What is required.
The data are to be restated in full, exactly as presented.

━━━━━━━━

PR #291, opened 2022-04-01
Use a SupervisorJob within CoroutineLauncher.

efoxepstein:
This prevents cancellations within the ExchangeStepExecutor from cancelling the CoroutineLauncher's scope. If this scope becomes cancelled then ExchangeStepLauncher.findAndRunExchangeStep will continue
to claim new work but immediately mark it as failed, as it tries to execute a coroutine in a cancelled scope.

---
This change is [Reviewable](https://reviewable.io/reviews/world-federation-of-advertisers/panel-exchange-client/291)

### DIFF
--- a/src/main/kotlin/org/wfanet/panelmatch/client/launcher/CoroutineLauncher.kt
+++ b/src/main/kotlin/org/wfanet/panelmatch/client/launcher/CoroutineLauncher.kt
@@ -17,7 +17,9 @@ package org.wfanet.panelmatch.client.launcher
 import kotlinx.coroutines.CoroutineName
 import kotlinx.coroutines.CoroutineScope
 import kotlinx.coroutines.Dispatchers
+import kotlinx.coroutines.SupervisorJob
 import kotlinx.coroutines.launch
+import kotlinx.coroutines.plus
 import org.wfanet.measurement.api.v2alpha.ExchangeStep
 import org.wfanet.measurement.api.v2alpha.ExchangeStepAttemptKey
 import org.wfanet.panelmatch.client.launcher.ExchangeStepValidator.ValidatedExchangeStep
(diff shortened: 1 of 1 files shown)


yunyeng (approved):
> Reviewed 1 of 1 files at r1, all commit messages.
> *[Reviewable](https://reviewable.io/reviews/world-federation-of-advertisers/panel-exchange-client/291)* status: :shipit: complete! all files reviewed, all discussions resolved (waiting on @jonmolle, @robinsons, and @stevenwarejones)

robinsons (commented):
> *[Reviewable](https://reviewable.io/reviews/world-federation-of-advertisers/panel-exchange-client/291)* status: all files reviewed, 1 unresolved discussion (waiting on @efoxepstein, @jonmolle, and @stevenwarejones)

___
*[src/main/kotlin/org/wfanet/panelmatch/client/launcher/CoroutineLauncher.kt, line 33 at r1](https://reviewable.io/reviews/world-federation-of-advertisers/panel-exchange-client/291#-MzXugLOCJD4eb5xcImB:-MzXugLOCJD4eb5xcImC:bxxv74l) ([raw file](https://github.com/world-federation-of-advertisers/panel-exchange-client/blob/2e33e0359b062fd0a1a65a0180d901cd1f626f29/src/main/kotlin/org/wfanet/panelmatch/client/launcher/CoroutineLauncher.kt#L33)):*
> ```Kotlin
> ) : JobLauncher {
>   override suspend fun execute(step: ValidatedExchangeStep, attemptKey: ExchangeStepAttemptKey) {
>     (scope + SupervisorJob()).launch(CoroutineName(attemptKey.toName())) {
> ```

nit: Won't this create more scopes than is necessary? It seems like a single scope with a supervisor job is all that is needed, and all steps would be launched as children of that.

Don't let this comment block merging. The current approach should solve the problem, which seems like the priority.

━━━━━━━━

Answer to this problem.
PR #291, opened 2022-04-01
Use a SupervisorJob within CoroutineLauncher.

efoxepstein:
This prevents cancellations within the ExchangeStepExecutor from cancelling the CoroutineLauncher's scope. If this scope becomes cancelled then ExchangeStepLauncher.findAndRunExchangeStep will continue
to claim new work but immediately mark it as failed, as it tries to execute a coroutine in a cancelled scope.

---
This change is [Reviewable](https://reviewable.io/reviews/world-federation-of-advertisers/panel-exchange-client/291)

### DIFF
--- a/src/main/kotlin/org/wfanet/panelmatch/client/launcher/CoroutineLauncher.kt
+++ b/src/main/kotlin/org/wfanet/panelmatch/client/launcher/CoroutineLauncher.kt
@@ -17,7 +17,9 @@ package org.wfanet.panelmatch.client.launcher
 import kotlinx.coroutines.CoroutineName
 import kotlinx.coroutines.CoroutineScope
 import kotlinx.coroutines.Dispatchers
+import kotlinx.coroutines.SupervisorJob
 import kotlinx.coroutines.launch
+import kotlinx.coroutines.plus
 import org.wfanet.measurement.api.v2alpha.ExchangeStep
 import org.wfanet.measurement.api.v2alpha.ExchangeStepAttemptKey
 import org.wfanet.panelmatch.client.launcher.ExchangeStepValidator.ValidatedExchangeStep
(diff shortened: 1 of 1 files shown)


yunyeng (approved):
> Reviewed 1 of 1 files at r1, all commit messages.
> *[Reviewable](https://reviewable.io/reviews/world-federation-of-advertisers/panel-exchange-client/291)* status: :shipit: complete! all files reviewed, all discussions resolved (waiting on @jonmolle, @robinsons, and @stevenwarejones)

robinsons (commented):
> *[Reviewable](https://reviewable.io/reviews/world-federation-of-advertisers/panel-exchange-client/291)* status: all files reviewed, 1 unresolved discussion (waiting on @efoxepstein, @jonmolle, and @stevenwarejones)

___
*[src/main/kotlin/org/wfanet/panelmatch/client/launcher/CoroutineLauncher.kt, line 33 at r1](https://reviewable.io/reviews/world-federation-of-advertisers/panel-exchange-client/291#-MzXugLOCJD4eb5xcImB:-MzXugLOCJD4eb5xcImC:bxxv74l) ([raw file](https://github.com/world-federation-of-advertisers/panel-exchange-client/blob/2e33e0359b062fd0a1a65a0180d901cd1f626f29/src/main/kotlin/org/wfanet/panelmatch/client/launcher/CoroutineLauncher.kt#L33)):*
> ```Kotlin
> ) : JobLauncher {
>   override suspend fun execute(step: ValidatedExchangeStep, attemptKey: ExchangeStepAttemptKey) {
>     (scope + SupervisorJob()).launch(CoroutineName(attemptKey.toName())) {
> ```

nit: Won't this create more scopes than is necessary? It seems like a single scope with a supervisor job is all that is needed, and all steps would be launched as children of that.

Don't let this comment block merging. The current approach should solve the problem, which seems like the priority.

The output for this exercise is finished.